A: I do really enjoy the polarity within and between the different nights. Putting on something so beautiful and ethereal you get lost in it feels great, what feels even better is completely switching it up right after and really testing the audience. I think perfection is finding an artist who brings that variation within their own act too.
Q: In the hyper-rushed nature of modern life, where we consume music in such vast quantities and at an increasingly distracting pace and demand constant invigoration – where do you feel your nights stand in that context?
R: It’s really hard to get someone to listen to new music. If someone sends me a song, I’ll take ages to get round to it and then when I finally do, I listen with extra critical ears. But, if someone is performing to me in a tiny room, I hear them out and quickly dispose of any previous assumptions. Diverse DIY shows are so important for giving new artists a fair trial.
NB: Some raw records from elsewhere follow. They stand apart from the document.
Issue #2903, opened 2018-05-23
Exceptions are swallowed during Android setup


tbalcom:
### Steps to reproduce :scroll:

1. Associate more than one view with a view model.
2. Start the app.
3. The Android splash screen never closes. There are no exceptions thrown or messages logged. Previous versions of MvvmCross would trigger an exception making it easier to debug these kind of setup problems.

### Expected behavior :thinking:
Exceptions thrown during setup should not be swallowed on Android.

### Actual behavior :bug:
Exceptions during setup are swallowed and nothing is logged.

### Configuration :wrench:

**Version:** 6.0.1

**Platform:** 
- [ ] :iphone: iOS
- [x] :robot: Android
- [ ] :checkered_flag: WPF
- [ ] :earth_americas: UWP
- [ ] :apple: MacOS
- [ ] :tv: tvOS
- [ ] :monkey: Xamarin.Forms

sergeyyurkov:
I believe it also applies at least to WPF. I didn't add one of the nuget packages to WPF project so I got a System.Reflection.ReflectionTypeLoadException somewhere in mscorelib that appeared only if I unselect 'Just my code' in the debugger options. With the option enabled (which is a default) the WPF app end up running without any window and absolutely error-clean log.

nickrandolph:
If you enable all exceptions in the exceptions window in visual studio do any get thrown? If so, can you provide a PR that shows how to reproduce this using the playground sample please

sergeyyurkov:
@nickrandolph Unfortunately I can't. Cloned the repo and got a bunch of errors trying to build Playground.WPF. Started with `Error occurred while restoring NuGet packages: The operation failed as details for project MvvmCross.Forms could not be loaded` and continued with dozens of `...\File\obj\project.assets.json' not found. Run a NuGet package restore to generate this file.`
Did I miss something obvious?

nickrandolph:
Can you try the 6.1 branch please - we've had to fix a bunch of build related issues, so please try this branch instead. 
If it doesn't build properly, please do a solution clean, restart VS and try building again (reach me on mvvmcross.slack.com if you need assistance)

tbalcom:
I was able to see a `System.ArgumentException` when I enabled all exceptions.

> Exception:
> 
> System.ArgumentException: An item with the same key has already been added. Key: Playground.Core.ViewModels.RootViewModel occurred
>

[...]

PR #3051, opened 2018-08-03
Propagating exceptions out of setup

nickrandolph:
Bug fix

If an exception is raised during the second half of initialization of setup class (ie initializeSecondard) it is swallowed and the application never loads the first view of the application

If an exception is raised during the second half of initialization, initialization completes and the exception is propagated to the host application

No (although it does change the IMvxSetupMonitor interface

1. Associate more than one view with a view model.
2. Start the app.
3. Previously:The Android splash screen never closes, leaving a white screen displayed.
Now: An exception is bubbled up allowing the error to be detected

https://github.com/MvvmCross/MvvmCross/issues/2903

- [ ] All projects build

### DIFF
--- a/MvvmCross/Core/MvxSetupSingleton.cs
+++ b/MvvmCross/Core/MvxSetupSingleton.cs
@@ -7,6 +7,7 @@ using System.Threading.Tasks;
 using MvvmCross.Base;
 using MvvmCross.Exceptions;
 using MvvmCross.Logging;
+using MvvmCross.ViewModels;
 
 namespace MvvmCross.Core
 {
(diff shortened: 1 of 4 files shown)


nickrandolph:
The change to InitializationComplete was actually a carry over from my first attempt. I left it in because it provides a point where the exception could be inspected, before it crashes the app (this can make debugging particularly on Android easier).
It's actually not essential as the core change actually allows the Exception to propagate all the way up, eventually crashing the app. This is a good thing and intentional behaviours as it means that a developer can diagnose what's causing the exception, rather than it being swallowed by mvx.
To see this in action, try overriding one of the methods in Setup and throw an exception. You should see it crash the app.

martijn00:
@nickrandolph i would agree on not changing InitializationComplete for now, but keep the other change. That will be sufficient for now i think.

nickrandolph:
Done

MvvmCross/Core/MvxSetupSingleton.cs
```diff
@@ -169,17 +174,32 @@ protected override void Dispose(bool isDisposing)
...
             Task.Run(async () =>
             {
-                _setup.InitializeSecondary();
+                try
+                {
+                    _setup.InitializeSecondary();
+                }
+                catch(Exception ex)
+                {
+                    SetupException = ex;
```
Cheesebaron: If this exception would be rethrown at a later point, it could be worth using `ExceptionDispatchInfo.Capture(ex)` to give a more meaningful stack trace.

Issue #3029, opened 2018-07-24
NavigationService Close doesn't respect Viewmodel Parameter in forms and always pop latest page


abdomh:
## 🐛 Bug Report

Calling close in navigation service with ViewModel instance always pops the latest page

I did some digging and found out that every call to `ClosePage` in `MvxFormsPagePresenter` sets the expected page to close to null instead of finding the page, which triggers `PopAsync`
[https://github.com/MvvmCross/MvvmCross/blob/6.1.2/MvvmCross.Forms/Presenters/MvxFormsPagePresenter.cs#L647](https://github.com/MvvmCross/MvvmCross/blob/6.1.2/MvvmCross.Forms/Presenters/MvxFormsPagePresenter.cs#L647)

I could be wrong but this is what I think where the issue is.

### Expected behavior
Close the passed ViewModel instance only or return false if not possible

### Reproduction steps
Add two view models
set ViewModelA to be the default page
Navigate to ViewModelB
Close ViewModelA (will close ViewModelB insted)

### Configuration

**Version:** 6.x
6.1.2

**Platform:** 
- [ ] :iphone: iOS
- [ ] :robot: Android
- [ ] :checkered_flag: WPF
- [ ] :earth_americas: UWP
- [ ] :apple: MacOS
- [ ] :tv: tvOS
- [x] :monkey: Xamarin.Forms

nickrandolph:
@AbdelrahmanGIT are you able to propose a fix as a PR for review?

AbdelrahmanGIT:
I will take a look at it

PR #3063, opened 2018-08-10
3029 fix close ViewModel behavior

AbdelrahmanGIT:
Bug fix

`IMvxNavigationService Close` Ignores `viewModel` parameter and will always pop the latest page

`IMvxNavigationService Close` Closes the view for `viewModel` instance where possible

Yes, if the user depends on the old behavior where it pops the latest page.
to pop the latest page instead you can use `MvxPopRecursivePresentationHint` with 1 level

[https://github.com/MvvmCross/MvvmCross/issues/3029](https://github.com/MvvmCross/MvvmCross/issues/3029)

- [x] All projects build


MvvmCross.Forms/Presenters/MvxFormsPagePresenter.cs
```diff
@@ -463,7 +473,15 @@ public override MvxBasePresentationAttribute CreatePresentationAttribute(Type vi
 
         public virtual Task<bool> CloseContentPage(IMvxViewModel viewModel, MvxContentPagePresentationAttribute attribute)
         {
-            return ClosePage(FormsApplication.MainPage, null, attribute);
+            var view = FindViewFromViewModel(viewModel);
```
nickrandolph: Please refactor this block of code so it's not repeated three times.

AbdelrahmanGIT: I updated the code but it shows a failing test in `MvvmCross.UnitTest.Navigation.NavigationServiceTests.Test_NavigateCallbacks` but in my machine, it passes the test not sure why

AbdelrahmanGIT:
I updated the code but it shows a failing test in MvvmCross.UnitTest.Navigation.NavigationServiceTests.Test_NavigateCallbacks but in my machine, it passes the test not sure why

MvvmCross.Forms/Presenters/MvxFormsPagePresenter.cs
```diff
@@ -530,7 +532,7 @@ public virtual Task<bool> CloseMasterDetailPage(IMvxViewModel viewModel, MvxMast
                 case MasterDetailPosition.Master:
                     return ClosePage(masterDetailHost.Master, null, attribute);
```
nickrandolph: Shouldn't we do the same for the master? In theory it could have navigation too

MvvmCross.Forms/Presenters/MvxFormsPagePresenter.cs
```diff
@@ -958,5 +962,27 @@ public virtual void ReplacePageRoot(Page existingPage, Page page, MvxPagePresent
                 throw new MvxException(ex, "Cannot replace MainPage root");
             }
         }
+
+        protected virtual Task<bool> FindAndCloseViewFromViewModel(IMvxViewModel mvxViewModel, Page rootPage, MvxPagePresentationAttribute attribute)
+        {
+            var root = TopNavigationPage();
+            Page pageToClose = null;
+
+            if (root?.Navigation?.NavigationStack != null)
```
nickrandolph: Do we need this null check - can't we propagate the null through to the next line?

Projects/Playground/Playground.Forms.UI/Playground.Forms.UI.csproj
```diff
@@ -19,6 +19,9 @@
     <EmbeddedResource Update="Pages\ConvertersPage.xaml">
       <Generator>MSBuild:UpdateDesignTimeXaml</Generator>
     </EmbeddedResource>
+    <EmbeddedResource Update="Pages\NavigationClosePage.xaml">
```
nickrandolph: Do the xaml pages need to be defined in the csproj? I thought the default behaviour is that they're included without need for them to be explicitly listed here.

MvvmCross.Forms/Presenters/MvxFormsPagePresenter.cs
AbdelrahmanGIT: I'm not sure since the current behavior for `MasterDetailPosition.Root` and `MasterDetailPosition.Master` is to send a root page which is then ignored by `ClosePage` method and will try to `PopAsync` from the navigation stack but `master detail` as far as I know it doesn't push itself into the navigation stack, knowing that I don't think we can do `popAsync or removePage` from the navigation stack?

AbdelrahmanGIT: Might it require a different implementation?

martijn00:
@AbdelrahmanGIT Can you do a rebase on this?

MvvmCross.Forms/Presenters/MvxFormsPagePresenter.cs
```diff
@@ -958,5 +962,24 @@ public virtual void ReplacePageRoot(Page existingPage, Page page, MvxPagePresent
...
+
+        protected virtual Task<bool> FindAndCloseViewFromViewModel(IMvxViewModel mvxViewModel, Page rootPage, MvxPagePresentationAttribute attribute)
+        {
+            var root = TopNavigationPage();
+            Page pageToClose = null;
+
+            // finding the view from viewmodel in navigation stack
+            pageToClose = root?.Navigation?.NavigationStack?
+                .OfType<IMvxPage>()
+                .FirstOrDefault(x => x.ViewModel == mvxViewModel) as Page;
```
nmilcoff: Wouldn't it make more sense to use`LastOrDefault` here?

AbdelrahmanGIT: `LastOrDefault` will try to find the last occurrence of an item and in most cases will start from the beginning of a list which means it will always do `O(n)` since it needs to know if there is another items that matches the condition. while `FirstOrDefault` will stop once the condition is satisfied.

PR #619, opened 2020-01-28
Fix potential whitespace prepend to age descriptions

Hoikas:
This fixes an observed issue in the Nexus where the entry for the GreatTreePub was listed as " Watcher's Pub". It also corrects a potential ugly description generation issue when instances are generated by the server with no user name. Previously this would be " (1) Ae'gura" -- this has been changed to "Ae'gura(1)". This issue should never be triggered.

A: I totally agree and really enjoy how live music can make you feel really present and demands your attention. It’s harder to mindlessly consume and you can’t skip a song. It’s important for people to sit through the uncomfortable or anxious parts of music too. I really enjoy that with Norman at the moment, how it tests you to sit with sometimes unpleasant feelings and then knowing when they have pushed it a bit too far suddenly pull the song and crowd back again. I’d love for our nights to continue playing with that idea.
Q: You’ve also released music as a label and ventured into management – I imagine it’s exciting when you can explore these different directions in such a multi-faceted way?
A: I think it just felt like the natural progression, putting on an artist feels quite personal for us anyway and managing is just an extension of that experience. You aren’t just helping someone along for a short part of the journey but going on it with them and continually investing in it, just feels so amazing to see something grow like that and be a part of it.
R: It’s just another way to promote music that strikes us as incredible and I’m so glad we’re doing it. Ultimately we’re just helpful – but needy – scrapes who want to associate our project with anything we admire.
Q: What would have you guys taken personally from forming Spinny Nights?
R: A load of friendships which I know I’ll value for a long time. Also, thinking about it, it’s given me a great sense of purpose, the importance of which can quite easily be forgotten.
A: Same here, also an increase to skill level 4 for gaffer tape handling and silk placement.
Q: How would you describe your guest selection as a whole, is there a particular mood or energy?
R: Not at all. I need to demonstrate that I’m someone who is ‘into a bit of everything.’
A: Bit of a pick n mix, but that’s no excuse to put it on shuffle you animal…I had many sleepless nights trying to find the right bird song to go into Chassol.
Q: How do you feel it embodies Spinny Nights?
R: I just tried to pick songs that deliver every emotion that I like getting from music – I guess we try to do the same with the nights too.